From a historical perspective, every major technological revolution has redefined the nature of work. The Industrial Revolution shifted people from agriculture to manufacturing, while the Information Revolution created the concept of knowledge work. Now, the AI revolution is redefining what constitutes truly valuable human work. The data insights provided by Laurel will help us understand this shift: which jobs should be automated and which jobs require the unique value of humans.
The future work scenario I envision might look like this: Professionals no longer need to spend time on repetitive tasks such as drafting standard contracts, organizing financial statements, or preparing routine reports. Instead, they will focus on high-value work that requires creative thinking, emotional intelligence, and strategic judgment. AI will handle information gathering and preliminary analysis, while humans will concentrate on interpretation, decision-making, and relationship-building.
This transformation will also have a profound impact on the business models of the entire professional services industry. Fixed fee pricing will replace hourly billing as the mainstream, as clients are more concerned about outcomes rather than processes. Laurel’s time data will help firms accurately predict the true costs of different types of projects, allowing them to confidently offer fixed-price services.

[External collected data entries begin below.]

PR #10, opened 2024-02-18
Limiting the maximum length of deviceName and deviceOS when parsing t…

aboyadzhiev:
I'm proposing a logic to limit the outcome length for `deviceName` and `deviceOS` when parsing the `User-Agent` HTTP header.


leodip (approved):
I think it is very reasonable to limit those strings. Thanks for sending this!

PR #99, opened 2026-07-05
Pin JWT signing algorithm

### LINKED ISSUE #81: JWT parsers do not pin signing algorithm (jwt.WithValidMethods)
## Summary

Neither JWT parser pins the accepted signing algorithm (`jwt.WithValidMethods`). Not exploitable today, but worth adding as defense-in-depth against algorithm-confusion / `alg:none` attacks.

Severity: **Low (defense-in-depth)**

## Details

Both parsers build parser options without `jwt.WithValidMethods([]string{"RS256"})`:

- `src/core/oauthdb/token_parser.go:84-89`
- `src/core/oauth/token_parser_jwks.go:75-80`

This is currently **not** exploitable: both keyfuncs return `*rsa.PublicKey`, and `golang-jwt/v5` rejects HMAC verification when the key is not `[]byte` and rejects `alg:none` unless the unsafe sentinel key is returned. So HS256 algorithm-confusion and `none` attacks fail as written.

However, pinning the algorithm is cheap insurance: a future refactor to the keyfunc (e.g. returning a type that some `SigningMethod` accepts) could silently reintroduce the risk.

## Suggested fix

Add `jwt.WithValidMethods([]string{"RS256"})` to the parser options in both parsers.

## Location

- `src/core/oauthdb/token_parser.go:84-89`
- `src/core/oauth/token_parser_jwks.go:75-80`

_Found during a structured security review (Area A: OAuth2/OIDC protocol correctness)._

ahfoysal:
Fixes #81.

Pins both JWT parsers to RS256 and adds coverage for non-RS256 tokens.

Tests: `go test ./oauth ./oauthdb` from `src/core`.

### DIFF
--- a/src/core/oauth/token_parser_jwks.go
+++ b/src/core/oauth/token_parser_jwks.go
@@ -72,7 +72,7 @@ func (tp *JWKSTokenParser) DecodeAndValidateTokenString(token string, _ *rsa.Pub
 
 	claims := jwt.MapClaims{}
 
-	opts := []jwt.ParserOption{}
+	opts := []jwt.ParserOption{jwt.WithValidMethods([]string{jwt.SigningMethodRS256.Alg()})}
 	if withExpirationCheck {
 		opts = append(opts, jwt.WithExpirationRequired())
 	} else {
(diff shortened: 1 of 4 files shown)


leodip (approved):

leodip:
Thank you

I also see the social significance of this transformation. When work becomes more efficient, people will have more time for personal development, family relationships, and community involvement. This is not just an improvement in work efficiency, but also an enhancement of quality of life. As Alshak said, the goal is to enable people to create more value in less time, and then use the saved time for things that truly matter.

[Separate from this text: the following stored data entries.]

PR #100, opened 2026-07-06
fix: pin JWT signing algorithm

ahfoysal:
Pins JWT verification to RS256 and surfaces token algorithm mismatch as explicit failures.


leodip:
This landed on main as 8f3a38f, applied directly with your authorship preserved, which is why GitHub didn't auto-close this PR. Closing as already merged. Thanks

Of course, this transformation will also bring challenges. Some traditional jobs may be replaced by automation, which requires the entire industry to rethink talent cultivation and career development paths. But I believe that this transformation will ultimately create more meaningful and valuable job opportunities. The key is to actively adapt to this change rather than passively waiting to be disrupted.
From an investment perspective, Laurel represents not just a successful software company, but also a pioneer of the digital transformation of knowledge work. The time intelligence infrastructure they have built will become a necessity for business operations in the AI era. As Frederique Dame from GV stated: “Laurel is creating an enterprise intelligence layer for knowledge work, using time tracking as a product wedge. By capturing and organizing the complete lifecycle of how professionals spend their time, Laurel unlocks a new class of data, making work itself measurable, optimizable, and automatable.”

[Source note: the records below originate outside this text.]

Issue #134, opened 2026-08-02
Follow-up to #129: terminated-session registry markers are retained indefinitely


leodip:
## Summary

#129 introduces a **terminated-session registry**: one small row per explicitly terminated session,
holding a session identifier and a timestamp. Those rows are retained **indefinitely and by design**,
because no finite retention period can be shown safe. This issue tracks making them reclaimable.

Filed as an explicit follow-up rather than left as a documented residual of #129, so the growth keeps
an open tracking item after #129 closes. It does **not** block #129: indefinite retention of two
small columns is a deliberate, cheap trade, and the alternative would have been a horizon that is
provably wrong.

Depends on #129 having landed, since the table does not exist yet.

## Why no finite horizon is safe today

The obvious reasoning is that the marker only has to outlive any authorization code that could
reference it, and a code expires 60 seconds after creation (`authCodeExpirationInSeconds` in
`ValidateTokenRequest`). That reasoning is wrong, and #129's decision 7 records why.

The 60 seconds runs from `code.CreatedAt`, not from the termination. The dangerous interleaving is:

1. `/auth/issue` resolves the ceremony's bound session and finds it live.
2. Termination writes the marker, sweeps and commits.
3. The `/auth/issue` request **stalls**.
4. A cleanup horizon measured from `terminated_at` elapses and the marker is deleted.
5. The request finally inserts its code, with a **fresh** 60-second window.
6. Redemption finds no marker, classifies the missing session as ordinary housekeeping deletion, and
   succeeds.

Nothing bounds step 3. Verified: the authserver constructs no `http.Server` with `ReadTimeout` or
`WriteTimeout`, so handler execution time is unbounded, and database waiting and process scheduling
sit outside the code lifetime calculation entirely.

## What would make reclamation safe

A provable upper bound on how late a code can be created relative to the session observation that
preceded it. That means serializing issuance against explicit termination, or an equivalent atomic
protocol, after which the retention horizon is:

```
last possible code creation + authorization code lifetime + clock allowance
```

That is the same missing serialization boundary #131 and #132 describe for their own races, which is
why this issue should be scoped alongside them rather than solved in isolation. All three want a
portable way to order a write against a sweep across SQLite, MySQL, PostgreSQL and SQL Server.

## Scope

- A cutoff whose safety argument is written down, not assumed, and which depends on a serialization
  property that actually exists by then.
- A cleanup path for the registry, presumably in `Worker.performTask` alongside the existing
[...]

Issue #132, opened 2026-08-01
Make refresh-token family containment atomic with rotation


leodip:
## Summary

Refresh-token family containment, as specified for #128, is best-effort. Rotation commits its
parent claim separately from its child insert, so a child whose insert commits after the
containment statement survives containment. This issue tracks making the two atomic with
respect to one another.

Filed as an explicit follow-up rather than left as a documented residual of #128, so the gap
keeps an open tracking item after #128 closes. It does **not** block #128: best-effort
containment is a substantial improvement over today, where detected replay contains nothing at
all.

## The mechanism

#128 gives refresh rotation a compare-and-set on the presented row, and gives replay a
family-scoped containment statement:

```sql
UPDATE refresh_tokens
SET revoked = true, updated_at = ?
WHERE first_refresh_token_jti = ?
  AND revoked = false;
```

The containment statement is atomic over the rows visible to it. It cannot reach a row that
does not exist yet. Rotation inserts its child from inside the token issuer, after the parent
claim has already committed and after JWT signing, so there is a window in which the parent is
revoked and the child is not yet persisted.

The damaging interleaving, with a family of RT1 (already retired) and RT2 (live):

1. An attacker holding RT2 presents it. The compare-and-set succeeds and RT2 becomes revoked.
   The attacker's RT3 is being signed but is not yet inserted.
2. The legitimate client presents RT1. This is a correctly detected replay.
3. Containment runs. The family contains RT1 (revoked) and RT2 (revoked). **Zero rows are
   transitioned.**
4. The attacker's RT3 insert commits. RT3 is live and outside the family sweep that was
   supposed to include it.

The attacker keeps a working grant, which is the outcome #128 exists to prevent.

### The audit consequence, which is the sharper part

Because the cascade transitioned zero rows, #128's audit gate suppresses the
`refresh_token_replay_detected` event for that interleaving. So the one interleaving in which
containment fails is also the one in which it emits no record that it ran. A subsequent replay
of RT1 would contain RT3 and would emit the event, but the legitimate client has already
received `invalid_grant` and will typically stop rather than retry.

## Why #131 does not own this

#131 coordinates rotation with a **user-scoped** authentication-generation change. This race
requires rotation and **family-scoped replay containment** to serialize on the token family.
The two touch different row sets and different triggers. #131's eventual serialization boundary
may supply reusable machinery, but satisfying #131 does not by itself order rotation against a
family-replay cascade, and neither issue should be made to depend on the other.

[...]

Issue #131, opened 2026-07-31
Refresh rotation is not coordinated with user-scoped generation changes, so a preserved session can be handed an unusable token


leodip:
## Summary

A refresh token rotation running concurrently with a user-scoped authentication generation change
can succeed and return a child refresh token that is **already unusable**. The user must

The value of this infrastructure will continue to grow with the further development of AI technology. As more and more companies begin to deploy AI agents and automation tools, Laurel’s time data will become the gold standard for measuring the effectiveness of these investments. This is not just a product opportunity, but a platform opportunity.
I am full of expectations for Laurel’s future, not only because they address a significant market demand that truly exists, but also because they propose a profound reflection on time, work, and the value of life. In this increasingly fast-paced world, companies that help people better understand and utilize time will create social value that transcends financial returns.
Ultimately, Laurel’s story tells us that the best entrepreneurial projects often stem from the founder’s personal pain points and deep sense of mission. When technological advancements combine with personal passions, it is possible to create companies that truly change the world. In an era where AI is reshaping everything, companies like Laurel, which possess both technological depth and humanistic care, may be exactly the kind of innovative force we need.